**What to do:** Report the count of lines containing the word "idSite" in the entries below, and nothing more.

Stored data
◇ ◇ ◇ ◇ ◇ ◇ ◇

PR #18728, opened 2022-02-02
[Regression] Expand event name table column change the table size. 

### LINKED ISSUE #18699: Label shortened when opening multiple subtables
Not sure if we already have an issue.
* To reproduce, go to https://demo.matomo.cloud/index.php?module=CoreHome&action=index&idSite=1&period=day&date=yesterday#?idSite=1&period=day&date=2022-01-27&segment=&category=General_Actions&subcategory=Events_Events
* Click on `Event Names`
* First the table will look like this 
image

* when clicking on a row with a little bit longer title like `added - Diving Boots` and then row `Diving the Ribbon Reefs on Australia's Great Barrier Reef`, then the rows gets truncated and barely any text is readable 
image
* The more subtables are open, the less space is available 
image

peterhashair:
### Description:

Fixes: #18699 

Problem: When expanding the event name table column change the table size.

It seems like the line below,`$('tr:nth-child(1) td.label', domElem).length` is increase by 1 when expand. That makes the table label smaller. Should just first parent label length.
https://github.com/matomo-org/matomo/blob/f870e36a8993f91fcb5b5fd814c3fe6efbfd2690/plugins/CoreHome/javascripts/dataTable.js#L489
### Review


peterhashair:
It seems on the mobile this part won't work as well, should I fix that issue as well @tsteur 

image

tsteur:
@peterhashair which part doesn't work there?

peterhashair:
@tsteur it seems the right side table is cut half on the screen.

sgiehl:
@peterhashair your approach doesn't look right. The reason why the table gets smaller or displays a table fully cut of, is that we have a javascript that tries to determine the expected / required width of the table. It then sets a `max-width` for the table. I guess if the calculation is fired too early the resulting values are incorrect. Maybe this is a regression of the migration of the widget loader to vue. But I guess we need to adjust the javascript

peterhashair:
@sgiehl right that make sense, will update

tsteur:
@peterhashair re the mobile issue: we don't want to create a table mobile view for now

peterhashair:
@sgiehl @tsteur sorry was trying the quick solution on demo.matomo.cloud browser CSS. Is there a way to generate some `event name` or can I copy the demo database to reproduce it locally

tsteur:
see  https://matomo.org/docs/event-tracking/#implementing-event-tracking-with-matomo  on how to track events. I believe this same issue applies though also to other reports, not just events.

I believe the visitor generator might generate events too.

peterhashair:
It seems like the line below, `$('tr:nth-child(1) td.label', domElem).length` is increase by 1 with expand. That makes the table label smaller, removed this divide, not sure if that breaks other parts.
```javascript 
            return parseInt(labelWidth / $('tr:nth-child(1) td.label', domElem).length, 10);
```

sgiehl:
Checked that on the events report. It seems when opening the first subtable the full table increases the width slightly. But opening further subtables don't change the width anymore and the automatically fit into the other tables width.
@peterhashair can you have a quick look if that can be fixed quickly. If it takes longer I would say this should be good enough as it is.

peterhashair:
@sgiehl should be stable size now. 😃

plugins/CoreHome/javascripts/dataTable.js
```diff
@@ -567,6 +566,11 @@ $.extend(DataTable.prototype, UIControl.prototype, {
 
             if (labelColumnWidth) {
                 $('td.label', domElem).each(function() {
+                    var tableClass =  $(this).closest('table').attr('class');
+                    // check if the table is sub table. remove the width by 20px to make sure the table size wont change.
+                    if (tableClass.includes('subDataTable')) {
+                        labelColumnWidth = labelColumnWidth - 20;
+                    }
```
sgiehl: That seems to cause that the label column of subtables is smaller than the one of the parent table, which looks a bit ugly. Guess then it's better if the table becomes bigger when opening the subtable.

peterhashair:
@sgiehl just checking is that one good to merge :)

sgiehl:
@peterhashair So the current implementation still has the "issue" that the table might get a bit bigger when a subtable is opened, right?
For me that solution would be fine for now, as it at least improves it a lot. @tsteur is that fine, or shall we again check if it's possible to fix the increasing size as well?

tsteur:
Not sure if it's caused by this or if it's a different issue. I had a case where the table now got a lot wider than the widget itself. but only in some cases when I opened eg the first row. When I opened the second row it was scrolling within the available area. I couldn't reproduce it on an older version but maybe it only happens in specific cases:

https://user-images.githubusercontent.com/273120/153954648-4f04b64d-dca5-4800-aa44-909adbe15962.mp4

This happens sometimes that eventually the width gets too wide and the content overflows.

Apart from this I couldn't really reproduce the issue anymore I believe.

peterhashair:
@tsteur ah, right, I think this because the expanded has an extra column and the first column size changed. Did an update, it only recalculated once, I think should fix that problem.

peterhashair:
@sgiehl find another solution, just resize once, should fits nows :)

sgiehl:
There is still the issue that smaller tables, like the report for events might slightly get wider when a subtable is opened.
I would suggest to leave that as is for now, at it seems not that easy to fix. The other issues seem fix.
@tsteur what do you think?

tsteur:
That be fine for me 👍 . Does the table only get a bit wider or is the content overflowing? Overflowing be a bigger issue. If that's the case, could we create an issue for this and fix it as part of Matomo 4.9? 

Either way be good to create a follow up issue that describes the problem and where it happens / when it happens. Then we can see if / when we fix it

sgiehl (approved):

sgiehl:
@peterhashair could you create a follow-up issue and merge this one afterwards.

peterhashair:
@sgiehl sure

PR #18732, opened 2022-02-03
Fixed round fatal error in php8

AltamashShaikh:
### Description:

Fixed round fatal error in php8.
Fixes: #DEV-2577

In PHP7.x
echo round('82,460.82'); // results in 82

Whereas for PHP 8
echo round('82,460.82'); // results in fatal error

### Review

### DIFF
--- a/core/Columns/Dimension.php
+++ b/core/Columns/Dimension.php
@@ -456,10 +456,7 @@ abstract class Dimension
             case Dimension::TYPE_DURATION_S:
                 return $formatter->getPrettyTimeFromSeconds($value, $displayAsSentence = false);
             case Dimension::TYPE_DURATION_MS:
-                $val = number_format($value / 1000, 2, '.', '');
-                if ($val > 60) {
-                    $val = round($val);
-                }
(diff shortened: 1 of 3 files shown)


core/Columns/Dimension.php
```diff
@@ -456,7 +456,7 @@ public function formatValue($value, $idSite, Formatter $formatter)
             case Dimension::TYPE_DURATION_S:
                 return $formatter->getPrettyTimeFromSeconds($value, $displayAsSentence = false);
             case Dimension::TYPE_DURATION_MS:
-                $val = number_format($value / 1000, 2);
+                $val = number_format($value / 1000, 2, '.', '');
                 if ($val > 60) {
                     $val = round($val);
                 }
```
sgiehl: The number format is actually only used to limit the precision. So can't that be simplified with
```suggestion
                $val = round($val / 1000, $val > 60 ? 0 : 2);
```

AltamashShaikh: makes sense and works a it is :+1:

AltamashShaikh: Updated as suggested

sgiehl (approved):

PR #18739, opened 2022-02-04
[tests] Increase Release tests file lmited size from 55 to 56

peterhashair:
### Description:

Seems the Travis php@8.0 all tests-> release check tests. Start to fail, because file size increases. Update from 55 to 56.

Increase Release tests file limited size from 55 to 56

### Review

### DIFF
--- a/core/Updates/4.9.0-b1.php
+++ b/core/Updates/4.9.0-b1.php
@@ -18,9 +18,9 @@ use Piwik\Updater\Migration\Factory;
 use Piwik\Updates as PiwikUpdates;
 
 /**
- * Update for version 5.0.0-b1
+ * Update for version 4.9.0-b1
  */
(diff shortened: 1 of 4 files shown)


sgiehl:
@peterhashair I would guess that the test actually needs to be updated. It tries to exclude all files that are not included in the release. But the list of files is kind of outdated and the detection for dev only composer packages also seems incorrect.

This list needs to be checked: 
https://github.com/matomo-org/matomo/blob/f46abedba2ebf29b19d76f016e58b5ca686c4733/tests/PHPUnit/Integration/ReleaseCheckListTest.php#L816-L818

Also we are currently reading the `composer.json` file in order to check for dev only packages. But actually we should use `composer.lock`, as this file also includes several dependencies required by the dev packages we require.

sgiehl:
closing in favor of #18751

Issue #18082, opened 2021-09-30
Fix randomly failing UI tests


tsteur:
These ones fail randomly quite often AFAIK 

* [ ] https://builds-artifacts.matomo.org/matomo-org/matomo/4.x-dev/49535/UsersManager_permissions_bulk_access_set.png
* [ ] here it seems to not load the CSS randomly https://builds-artifacts.matomo.org/matomo-org/matomo/next_release/49592/
* [ ] This is another one I've seen that doesn't load the css https://builds-artifacts.matomo.org/matomo-org/matomo/m-6032-export-transitions/49534/UIIntegrationTest_admin_themes.png

Could we maybe retry them when they fail? or try to fix them in a different way?

bx80:
This is another one I've seen that doesn't load the css https://builds-artifacts.matomo.org/matomo-org/matomo/m-6032-export-transitions/49534/UIIntegrationTest_admin_themes.png

peterhashair:
There is one that always failed on my pr.
```
  1) Overlay
       should load overlay correctly when coming from an widgetized action report:
          Cannot read property 'hover' of null
```
Just a thought, is that possible we only run tests on the parts we changed. like a subModule or Composer package :)

sgiehl:
There is a general problem with automatically retrying UI tests. We have a lot tests that rely on the state of the previous test or that perform actions that can't be done again (like adding or removing stuff). So we could only rerun the whole test suite if one test failed, which then could cause timeouts if a long running test suite is rerun automatically.

Regarding the not loaded CSS/JS. I already added a lot code that automatically tries to load the CSS/JS again if the request fails, but there still seem to be some circumstances where all requests serve an empty response, so I guess the generated and cached CSS/JS is kind of empty and re-requesting it doesn't help.
I was never able to reproduce that locally, so this might be some travis specific error 🤷 

@peterhashair I'll try to fix that failing Overlay UI test. Not yet sure why it fails, as it's working correctly locally.
And we are running all UI tests on purpose. Only running some specific ones might have the risk, that a change accidentally changed something else and you might not see that.

sgiehl:
The overlay UI test should be fixed with https://github.com/matomo-org/matomo/pull/18084

peterhashair:
Get this on the UI test, I guess there is a timeout or ssl on the test. 
![image](https://user-images.githubusercontent.com/3783072/135953132-021e9d8b-2c3a-42cb-b9e1-293b1446cb7b.png)

[...]

PR #18748, opened 2022-02-07
Fix failing UserId tests

sgiehl:
### Description:

The UserId tests were actually failing due to this change: #18636

The reason for that seems to be the weird tracking done for the UserId tests, causing the tracked data to be slightly different.
I'll add some comments in the code to make that a bit more clear what the issue was.

refs #18082 

### Review

### DIFF
--- a/plugins/UserId/tests/Fixtures/TrackFewVisitsAndCreateUsers.php
+++ b/plugins/UserId/tests/Fixtures/TrackFewVisitsAndCreateUsers.php
@@ -38,12 +38,6 @@ class TrackFewVisitsAndCreateUsers extends Fixture
             for ($numVisits = 0; $numVisits < ($key+1) * 10; $numVisits++) {
                 $t->setUserId($userId);
                 $t->setVisitorId(str_pad($numVisits.$key, 16, 'a'));
-                if ($numVisits % 5 == 0) {
-                    $t->doTrackSiteSearch('some search term');
-                }
-                if ($numVisits % 4 == 0) {
-                    $t->doTrackEvent('Event action', 'event cat');
-                }
                 $t->setForceNewVisit();
                 $t->setUrl('http://example.org/my/dir/page' . ($numVisits % 4));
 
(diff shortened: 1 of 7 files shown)


plugins/UserId/tests/Fixtures/TrackFewVisitsAndCreateUsers.php
```diff
@@ -38,19 +38,25 @@ private function trackVisits()
             for ($numVisits = 0; $numVisits < ($key+1) * 10; $numVisits++) {
                 $t->setUserId($userId);
                 $t->setVisitorId(str_pad($numVisits.$key, 16, 'a'));
-                if ($numVisits % 5 == 0) {
-                    $t->doTrackSiteSearch('some search term');
-                }
-                if ($numVisits % 4 == 0) {
-                    $t->doTrackEvent('Event action', 'event cat');
-                }
```
sgiehl, line 46: Doing the sitesearch and event tracking upfront actually caused the problems. At that point the forced date time was not yet set. So the date time from the previous iteration was used. For the first iteration of a userid that means it used the date time from the last iteration from the previous user id.

So the first iteration of userid3 inserted a visit for e.g. '2010-02-20' for the event tracking and sitesearch, but the pageview below was than inserted for '2010-02-01'. Each iteration then forces a new visit to be inserted. So a couple iterations later a second visit for '2010-02-20' with the exact same time will be inserted. The next iteration then tracks the sitesearch and event. To map those actions to the correct visit the tracker tries to load the visit to increase the action counters. But there are now two visits with the exact same parameters (idvisitor, user_id, visit_last_action_time, ...), so it's actually up to the database to decide which of the records to return first. That behavior changed due to the new index, as that seems to have changed the order in which the records are returned.

As this is actually only a very test specific issue, that won't occur while normal tracking, I've adjusted the tracking to be a bit more realistic and avoid duplicate visit entries...

peterhashair (approved):
looks great

PR #18770, opened 2022-02-10
[Vue] patch vue compiler so it does not decode &nbsp; entities

diosmosis:
### Description:

As title. I thought of skipping the UMD files, but I'm not sure why the test was originally added, and it looked related to security. Since `&nbsp;` could be easily needed in the future it also doesn't seem acceptable to just never use it.

I found the place where this happens in the vue compiler and found a way to patch it.

### Review


peterhashair:
@diosmosis it still failed https://app.travis-ci.com/github/matomo-org/matomo/jobs/559193206. I guess just replace`<p>&nbsp;</p>` to `<br/>`  maybe

diosmosis:
@peterhashair that will fix it now, but it means using `&nbsp;` in vue templates is not allowed which seems like it could become a problem.

diosmosis:
I can find one simple way to fix this but it the result still requires remembering and explaining something, so I don't think its much better than having to explain that &nbsp; cannot be used directly in templates. Will close this.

◇ ◇ ◇ ◇ ◇ ◇ ◇

**Answer box:** 2